**Problem requirements**
Would you transcribe the data word for word?

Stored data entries
----
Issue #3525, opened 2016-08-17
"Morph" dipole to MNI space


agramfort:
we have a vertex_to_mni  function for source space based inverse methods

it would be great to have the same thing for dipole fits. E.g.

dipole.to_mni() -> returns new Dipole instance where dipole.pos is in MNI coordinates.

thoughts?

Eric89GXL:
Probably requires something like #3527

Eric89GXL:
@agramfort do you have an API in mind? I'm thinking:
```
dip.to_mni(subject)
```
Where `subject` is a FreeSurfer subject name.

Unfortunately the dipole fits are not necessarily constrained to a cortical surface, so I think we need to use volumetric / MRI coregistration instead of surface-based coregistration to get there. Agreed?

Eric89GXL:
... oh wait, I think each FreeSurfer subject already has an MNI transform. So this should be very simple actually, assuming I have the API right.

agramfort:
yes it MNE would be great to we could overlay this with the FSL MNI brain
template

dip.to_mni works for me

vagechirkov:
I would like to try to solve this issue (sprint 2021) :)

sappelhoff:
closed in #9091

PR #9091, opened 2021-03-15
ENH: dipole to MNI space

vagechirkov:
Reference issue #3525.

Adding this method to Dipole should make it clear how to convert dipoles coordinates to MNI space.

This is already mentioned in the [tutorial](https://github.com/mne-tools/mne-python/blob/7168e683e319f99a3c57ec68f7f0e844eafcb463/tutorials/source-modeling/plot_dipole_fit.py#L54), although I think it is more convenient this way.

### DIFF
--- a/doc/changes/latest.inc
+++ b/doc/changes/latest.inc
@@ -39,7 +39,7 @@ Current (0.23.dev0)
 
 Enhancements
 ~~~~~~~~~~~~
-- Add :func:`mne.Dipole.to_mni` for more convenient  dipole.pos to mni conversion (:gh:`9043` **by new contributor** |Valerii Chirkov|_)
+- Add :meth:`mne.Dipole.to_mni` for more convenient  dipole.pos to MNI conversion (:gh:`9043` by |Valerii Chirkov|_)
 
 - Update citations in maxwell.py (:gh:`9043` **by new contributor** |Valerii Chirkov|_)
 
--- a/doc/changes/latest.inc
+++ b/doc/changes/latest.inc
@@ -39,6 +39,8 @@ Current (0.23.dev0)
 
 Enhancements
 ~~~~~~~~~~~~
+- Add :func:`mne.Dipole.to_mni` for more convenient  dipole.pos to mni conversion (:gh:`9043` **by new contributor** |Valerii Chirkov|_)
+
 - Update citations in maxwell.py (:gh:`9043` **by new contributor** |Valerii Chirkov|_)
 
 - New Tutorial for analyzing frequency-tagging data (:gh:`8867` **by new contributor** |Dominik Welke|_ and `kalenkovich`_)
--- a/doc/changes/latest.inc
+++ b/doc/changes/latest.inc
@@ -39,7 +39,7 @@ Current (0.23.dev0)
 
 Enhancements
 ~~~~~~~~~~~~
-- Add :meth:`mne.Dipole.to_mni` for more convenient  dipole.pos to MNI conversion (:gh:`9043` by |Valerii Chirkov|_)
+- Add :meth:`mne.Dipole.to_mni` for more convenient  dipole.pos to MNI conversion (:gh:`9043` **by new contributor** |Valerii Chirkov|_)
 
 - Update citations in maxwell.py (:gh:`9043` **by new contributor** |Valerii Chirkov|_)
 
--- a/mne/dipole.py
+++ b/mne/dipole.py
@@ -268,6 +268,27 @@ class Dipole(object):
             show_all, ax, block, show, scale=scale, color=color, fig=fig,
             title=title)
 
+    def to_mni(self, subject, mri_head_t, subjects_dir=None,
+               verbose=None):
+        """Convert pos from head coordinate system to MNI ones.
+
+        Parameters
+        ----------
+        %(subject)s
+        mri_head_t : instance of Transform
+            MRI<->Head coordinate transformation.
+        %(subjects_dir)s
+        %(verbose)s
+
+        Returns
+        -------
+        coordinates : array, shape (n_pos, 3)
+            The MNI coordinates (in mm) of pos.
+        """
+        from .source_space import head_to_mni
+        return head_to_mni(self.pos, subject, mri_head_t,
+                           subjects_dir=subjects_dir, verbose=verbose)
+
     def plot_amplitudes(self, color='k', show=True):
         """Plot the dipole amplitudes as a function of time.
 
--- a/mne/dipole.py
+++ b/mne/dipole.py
----
**Solved problem**
Issue #3525, opened 2016-08-17
"Morph" dipole to MNI space


agramfort:
we have a vertex_to_mni  function for source space based inverse methods

it would be great to have the same thing for dipole fits. E.g.

dipole.to_mni() -> returns new Dipole instance where dipole.pos is in MNI coordinates.

thoughts?

Eric89GXL:
Probably requires something like #3527

Eric89GXL:
@agramfort do you have an API in mind? I'm thinking:
```
dip.to_mni(subject)
```
Where `subject` is a FreeSurfer subject name.

Unfortunately the dipole fits are not necessarily constrained to a cortical surface, so I think we need to use volumetric / MRI coregistration instead of surface-based coregistration to get there. Agreed?

Eric89GXL:
... oh wait, I think each FreeSurfer subject already has an MNI transform. So this should be very simple actually, assuming I have the API right.

agramfort:
yes it MNE would be great to we could overlay this with the FSL MNI brain
template

dip.to_mni works for me

vagechirkov:
I would like to try to solve this issue (sprint 2021) :)

sappelhoff:
closed in #9091

PR #9091, opened 2021-03-15
ENH: dipole to MNI space

vagechirkov:
Reference issue #3525.

Adding this method to Dipole should make it clear how to convert dipoles coordinates to MNI space.

This is already mentioned in the [tutorial](https://github.com/mne-tools/mne-python/blob/7168e683e319f99a3c57ec68f7f0e844eafcb463/tutorials/source-modeling/plot_dipole_fit.py#L54), although I think it is more convenient this way.

### DIFF
--- a/doc/changes/latest.inc
+++ b/doc/changes/latest.inc
@@ -39,7 +39,7 @@ Current (0.23.dev0)
 
 Enhancements
 ~~~~~~~~~~~~
-- Add :func:`mne.Dipole.to_mni` for more convenient  dipole.pos to mni conversion (:gh:`9043` **by new contributor** |Valerii Chirkov|_)
+- Add :meth:`mne.Dipole.to_mni` for more convenient  dipole.pos to MNI conversion (:gh:`9043` by |Valerii Chirkov|_)
 
 - Update citations in maxwell.py (:gh:`9043` **by new contributor** |Valerii Chirkov|_)
 
--- a/doc/changes/latest.inc
+++ b/doc/changes/latest.inc
@@ -39,6 +39,8 @@ Current (0.23.dev0)
 
 Enhancements
 ~~~~~~~~~~~~
+- Add :func:`mne.Dipole.to_mni` for more convenient  dipole.pos to mni conversion (:gh:`9043` **by new contributor** |Valerii Chirkov|_)
+
 - Update citations in maxwell.py (:gh:`9043` **by new contributor** |Valerii Chirkov|_)
 
 - New Tutorial for analyzing frequency-tagging data (:gh:`8867` **by new contributor** |Dominik Welke|_ and `kalenkovich`_)
--- a/doc/changes/latest.inc
+++ b/doc/changes/latest.inc
@@ -39,7 +39,7 @@ Current (0.23.dev0)
 
 Enhancements
 ~~~~~~~~~~~~
-- Add :meth:`mne.Dipole.to_mni` for more convenient  dipole.pos to MNI conversion (:gh:`9043` by |Valerii Chirkov|_)
+- Add :meth:`mne.Dipole.to_mni` for more convenient  dipole.pos to MNI conversion (:gh:`9043` **by new contributor** |Valerii Chirkov|_)
 
 - Update citations in maxwell.py (:gh:`9043` **by new contributor** |Valerii Chirkov|_)
 
--- a/mne/dipole.py
+++ b/mne/dipole.py
@@ -268,6 +268,27 @@ class Dipole(object):
             show_all, ax, block, show, scale=scale, color=color, fig=fig,
             title=title)
 
+    def to_mni(self, subject, mri_head_t, subjects_dir=None,
+               verbose=None):
+        """Convert pos from head coordinate system to MNI ones.
+
+        Parameters
+        ----------
+        %(subject)s
+        mri_head_t : instance of Transform
+            MRI<->Head coordinate transformation.
+        %(subjects_dir)s
+        %(verbose)s
+
+        Returns
+        -------
+        coordinates : array, shape (n_pos, 3)
+            The MNI coordinates (in mm) of pos.
+        """
+        from .source_space import head_to_mni
+        return head_to_mni(self.pos, subject, mri_head_t,
+                           subjects_dir=subjects_dir, verbose=verbose)
+
     def plot_amplitudes(self, color='k', show=True):
         """Plot the dipole amplitudes as a function of time.
 
--- a/mne/dipole.py
+++ b/mne/dipole.py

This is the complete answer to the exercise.